Marrs’s turn. The best he could manage was a nod and a wave.

“We miss you,” I told Foy.

Pickering looked at me in surprise.

“We got us a new guy, name of Calvert. He’s nice, I guess, but I miss you. I thought you should know that.”

Pickering let out a high, insane giggle. “Long as he doesn’t fart in the dugout, like Marrs.”

Then Marrs asked the unintentionally cruel question: “When are you coming back, then?”

What was left of Foy’s mouth moved. His throat must have been all blisters too. I couldn’t hear what he was trying so hard to say.

Riddell didn’t either. He bent down. “What is it, lad?”

It was a stupid question that Marrs had asked; and the answer cost too much. Foy’s struggle made me look away. In the corner hissing men were lashed tight to their beds, their raw, blistered tongues protruding. I looked away quick, and that’s when I saw them.

They were just standing there, Bobby. Not pale like you’d expect, but hazy all the same, like they didn’t have as much stuffing as the living. God. There were so many. There must have been more than a company, shoulder to shoulder. A silent parade of dead men.
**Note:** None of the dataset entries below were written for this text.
PR #2723, opened 2024-12-18
add query params lang and app version to documentation link

arthur-lemeur:


src/renderer/library/components/catalog/AboutThoriumButton.tsx
```diff
@@ -104,7 +104,7 @@ class AboutThoriumButton extends React.Component<IProps, IState> {
                     <p>{`v${_APP_VERSION}`}</p>
                     <a href="" onClick={async (ev) => {
                                 ev.preventDefault(); // necessary because href="", CSS must also ensure hyperlink visited style
-                                await shell.openExternal("https://thorium.edrlab.org/"); // TODO: not link to the english thorium hyperlink
+                                await shell.openExternal(`https://thorium.edrlab.org/?lang=${this.props.locale}&v=${_APP_VERSION}`);
```
danielweck, line 107: although not strictly necessary here as we can make reliable assumptions about the syntax of the query params values, I strongly suggest - as a matter of good programming practice - to escape the query param values with encodeURIComponent()

danielweck (changes requested):

PR #2732, opened 2024-12-19
fix(opds): download a "sample" or "open access" publication behind an authwall

panaC:
See: https://github.com/edrlab/thorium-reader/issues/2512


panaC:
superseded by https://github.com/edrlab/thorium-reader/pull/2733

Issue #2660, opened 2024-11-15
i18n: Add support for plural forms


naglis:
i18next, the library used by Thorium for translations, supports [plurals](https://www.i18next.com/translation-function/plurals), but it is currently not used in Thorium.

I think it would be nice to display the correctly pluralized strings instead of appending all the possible variations at the end (e.g. _42 match(es)_).

IIUC, there are a few strings that would benefit from plurals in Thorium:

- [`reader.picker.search.founds`](https://github.com/edrlab/thorium-reader/blob/3eef469fe71592c5c590aca2386b7e654bb36222/src/resources/locales/en.json#L429)
- [`dialog.annotations.descList`](https://github.com/edrlab/thorium-reader/blob/3eef469fe71592c5c590aca2386b7e654bb36222/src/resources/locales/en.json#L127)
- [`dialog.annotations.descNewer`](https://github.com/edrlab/thorium-reader/blob/3eef469fe71592c5c590aca2386b7e654bb36222/src/resources/locales/en.json#L128)
- [`dialog.annotations.descOlder`](https://github.com/edrlab/thorium-reader/blob/3eef469fe71592c5c590aca2386b7e654bb36222/src/resources/locales/en.json#L129)
- [`dialog.deleteAnnotationsText`](https://github.com/edrlab/thorium-reader/blob/3eef469fe71592c5c590aca2386b7e654bb36222/src/resources/locales/en.json#L137)

I have experimented with adding support for it (i18next JSON [v3](https://github.com/naglis/thorium-reader/tree/plural-v3), [v4](https://github.com/naglis/thorium-reader/tree/plural-v4)), it seems to work nicely. Please note that in order for i18next to apply plurals, the number placeholder must be named `count`.

There are some issues/unanswered questions:

- Not sure which i18next JSON version to use. I have found v4 plural suffixes a bit easier to understand ([here is a JSFiddle](https://jsfiddle.net/6bpxsgd4) which displays the plural suffixes for a given language/i18next JSON version). It might also make sense to bite the bullet and switch to v4 before adding plurals so as not to have to migrate the keys afterwards. I am not sure if there are any issues (unrelated to plurals) from switching from v3 -> v4, though.
- `i18next-json-sync` (the CLI tool to extract translatable strings) [does not support plural keys](https://github.com/jwbay/i18next-json-sync/issues/22) (it simply removes them), although there are alternatives, e.g. https://github.com/felixmosh/i18next-locales-sync.
[...]

PR #2743, opened 2025-01-01
i18n: enable i18next plurals

naglis:
Addresses: #2660

Use the `count` placeholder name for strings which might have different translations depending on the number of results, which enables nicer messages, e.g. "1 match" instead of "1 match(es)".

`count` is the reserved placeholder for plural forms used in [i18next](https://www.i18next.com/translation-function/plurals).

Translations can use different suffixes to provide the right messages for all the plural forms applicable to that language. To find out which suffixes should be used for a particular language, [this JSFiddle](https://jsfiddle.net/6bpxsgd4) can be used.

NOTE: GitLocalize most likely will not support the extra plural forms in different languages, so in order to add/modify them, the translator will have to make PRs. Also, `i18next-json-sync` (the CLI tool to extract translatable strings) [does not support plural keys](https://github.com/jwbay/i18next-json-sync/issues/22) (it simply removes them). See #2660 for more information.


danielweck:
thank you for keeping this up to date :)
we'll be discussing soon.

danielweck:
Fixes https://github.com/edrlab/thorium-reader/issues/2660

PR #2944, opened 2025-04-22
fix(notes): import notes

panaC:
- remove annotationImportQueue FIFO queue reducer
- replace with INoteState -> readiumAnnotation.import.target and then converted to locatorExtended on renderer reader start.


src/main/redux/sagas/note.ts
```diff
@@ -176,9 +211,9 @@ function* importAnnotationSet(action: annotationActions.importAnnotationSet.TAct
                 continue;
             }
 
-            const annotationParsed: INotePreParsingState = {
+            const annotationParsed: INoteState = {
                 uuid,
-                target: incommingAnnotation.target,
+                index: -1, // TODO !!!!
```
panaC, line 216: need fixing in another PR

PR #2959, opened 2025-04-30
fix: resourceCache optimisation (Fixes #2840)

### LINKED ISSUE #2840: publication document cache is eager, should be lazy? (significant performance penalty and memory usage when opening a large EPUB)
In the console, I see 300 occurences of `requestPublicationData ISearchDocument`, one for each spine item (they are LCP-decrypted by the way, but the runtime cost is mostly DOM parsing).

panaC:
Fixes #2840


src/common/redux/states/renderer/search.ts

A shock wave of despair went through me. Not my despair, but theirs. I felt their loneliness. Their confusion. Felt the combined fear of over two hundred strong. And through that attack of emotion came a barrage of other people’s memories, too—hand-me-downs, all sepia and faded: snatches of nursery rhymes I’d never known, a fierce mother-bond at the sight of a woman I’d never seen. Dozens of little boys and little girls, pictures of my children, each and every one of them a stranger. Grimy English streets and smoke-filled pubs. Wide sleet-spattered moors. Trout fishing with a father who loved me.